Analytic solution for an underground tunnel of arbitrary shape at a moderate depth

This paper focuses on the analytic determination of the stress field around a horizontal tunnel buried in an elastic medium at a moderate depth. The cross section of the tunnel is assumed to be arbitrary, and the medium is subjected to a vertical gravity and a lateral pressure in the horizontal direction. In contrast to the cases of deep-buried tunnels in which a constant initial stress field induced by the gravity and lateral pressure before tunnel excavation is used to derive corresponding classical solutions, the current case of a moderate-depth tunnel necessitates the consideration of a non-constant initial stress field varying linearly with the depth coordinate. In this setting, we employ several analytic techniques, in the context of the complex variable formalism for plane elasticity, to derive a modified solution for the full stress field in the medium after tunnel excavation and obtain a closed-form formula for evaluating the hoop stress around the tunnel.

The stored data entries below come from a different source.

PR #17340, opened 2026-05-18
fix(mozjs128): drop scanner-flagged aes_archive.zip

PawelWMS:
## Summary

Drop the single scanner-flagged file `firefox-128.11.0/third_party/rust/zip/tests/data/aes_archive.zip` from mozjs128's Source0 via a downstream `modify_source.sh` repack. The fixture is an AES-encrypted ZIP from the cargo-vendored Rust `zip` crate's test suite that trips the automated package-signing pipeline's deep scanner with a benign encrypted-archive verdict, failing the SRPM signing step. It is never read at AZL build time — mozjs128 only consumes `js/src/`.

## Files

- `base/comps/components.toml` — remove the inline `[components.mozjs128]` row (the dedicated component file is auto-included by the `**/*.comp.toml` glob).
- `base/comps/mozjs128/mozjs128.comp.toml` — declare `[[components.mozjs128.source-files]]` with `replace-upstream = true` pointing at the locally-modified tarball in `pkgs_modified/mozjs128/` (SHA-512 `39141838…370db2d`).
- `base/comps/mozjs128/modify_source.sh` — deterministic repack script: download upstream `.tar.xz`, verify published SHA-512, extract, delete the one fixture, repack via `tar --sort=name --mtime --owner=0 --group=0 --numeric-owner | xz -T1 -9e`. Single-threaded xz keeps the output hash host-CPU independent.
- `locks/mozjs128.lock` — refreshed `input-fingerprint`.
- `specs/m/mozjs128/{mozjs128.spec,sources}` — re-rendered: bumps `release_number` to 10, swaps the `sources` SHA-512 to the modified tarball hash, adds a `%changelog` entry.

## Approach

Single-file strike (`aes_archive.zip` only) rather than a broader subtree strip — the only confirmed scanner detection on this SRPM is the single hit on this exact file. A minimal repack keeps the diff to a 4 MB delta against the upstream tarball and avoids breaking any of mozjs128's reverse-dependencies (cjs + the 8 cinnamon-* components).

Supersedes the broader strip on #17208 (kept-only-`js/` plus restored subtrees), which the build pipeline rejected.


PawelWMS:
Superseded by #17368 (merged 2026-05-21), which removed `mozjs128` from Azure Linux 4.0 entirely along with the Cinnamon dependency cluster that was its only consumer. The targeted Source0-stripping approach in this PR is no longer needed.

Comparisons with the finite element results, for a rectangle-semicircle-shaped tunnel at a depth approximately equal to two times the diameter of the tunnel, are made to validate the modified solution. Numerical examples are presented to illustrate the stress concentration around moderate-depth tunnels of equilaterally triangular shape, square shape and rectangle-semicircle shape. It is found that the modified solution deviates significantly from the classical counterpart in determining the stress concentration at the corners of the above-mentioned tunnels, and the differences between the modified and classical solutions depend highly on the ratio of the lateral pressure to the vertical pressure (caused by gravity).